3) Student blogs: This is one part of this class I might rethink in another iteration. I had the students sign-up for their own WordPress.com blogs and it was really quite easy for everyone involved. (I am considering using Lyceum Multi-user WordPress blogs next time, for that would give me a little bit more control over each of their blogs in terms of plugins, categories, feeds, etc. But the benefit of WordPress.com is arguably greater because they can use the blogs long after 101 is a mark on their transcript -I guess the techy in me would just like the experimental/laboratory feel of Lyceum). The students are using their blogs to answer reading questions, track their research, publish “more finished” writing assignments, etc. It is also a venue I use often in class to talk about their writing as well as having the students comment upon one another’s blogs before we start the discussion – a variation on the in-class writing assignment.
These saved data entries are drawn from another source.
PR #135, opened 2019-04-24
Change comp to the builtin one

mortberg:
This has the benefit that we need fewer `inS`. However the builtin `comp` takes the phi explicitly.


mortberg:
I made a PR to agda making the phi implicit in the primitive comp now: https://github.com/agda/agda/pull/3713

This PR will need to be updated if that is merged.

4) What’s missing? del.icio.us, of course. I have yet to create a del.icio.us account for the class wherein they can share their research links with one another, this must be rectified soon. I’m workin’ on it, #$%#@!
Well, that’s the long and the short of it for now, take a ride around this virtual learning space and let me know what you think. Is this a viable alternative to current course managment systems that you’ve been using lately? Inquiring minds want to now, and don’t worry bavatuesdays will keep it on the Hush Hush.